Could you show each line of the records that contains the word "opened"?

Collected data
=======

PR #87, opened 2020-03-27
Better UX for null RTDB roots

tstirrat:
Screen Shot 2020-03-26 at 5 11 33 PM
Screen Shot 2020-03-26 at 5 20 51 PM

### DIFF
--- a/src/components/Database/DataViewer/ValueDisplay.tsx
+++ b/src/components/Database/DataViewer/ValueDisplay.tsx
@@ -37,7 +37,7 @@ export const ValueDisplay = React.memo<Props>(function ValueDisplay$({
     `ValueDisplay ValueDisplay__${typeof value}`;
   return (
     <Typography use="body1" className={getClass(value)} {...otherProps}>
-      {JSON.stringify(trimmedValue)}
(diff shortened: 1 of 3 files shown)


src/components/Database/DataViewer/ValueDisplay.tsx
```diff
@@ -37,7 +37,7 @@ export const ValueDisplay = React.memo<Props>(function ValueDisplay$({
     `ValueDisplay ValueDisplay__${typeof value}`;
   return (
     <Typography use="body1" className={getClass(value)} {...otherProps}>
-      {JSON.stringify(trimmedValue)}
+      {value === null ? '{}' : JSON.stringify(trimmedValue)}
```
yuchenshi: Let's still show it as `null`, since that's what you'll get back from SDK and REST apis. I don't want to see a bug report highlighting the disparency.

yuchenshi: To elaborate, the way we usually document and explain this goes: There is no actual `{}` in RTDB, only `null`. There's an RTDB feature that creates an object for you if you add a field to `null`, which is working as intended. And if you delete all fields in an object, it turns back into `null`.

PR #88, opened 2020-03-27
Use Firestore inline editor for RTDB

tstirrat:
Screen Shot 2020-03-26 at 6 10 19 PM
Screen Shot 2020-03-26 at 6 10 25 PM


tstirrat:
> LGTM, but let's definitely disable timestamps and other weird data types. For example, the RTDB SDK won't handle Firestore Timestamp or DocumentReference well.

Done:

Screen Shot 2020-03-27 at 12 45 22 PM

=======

• **Task response**
PR #87, opened 2020-03-27
PR #88, opened 2020-03-27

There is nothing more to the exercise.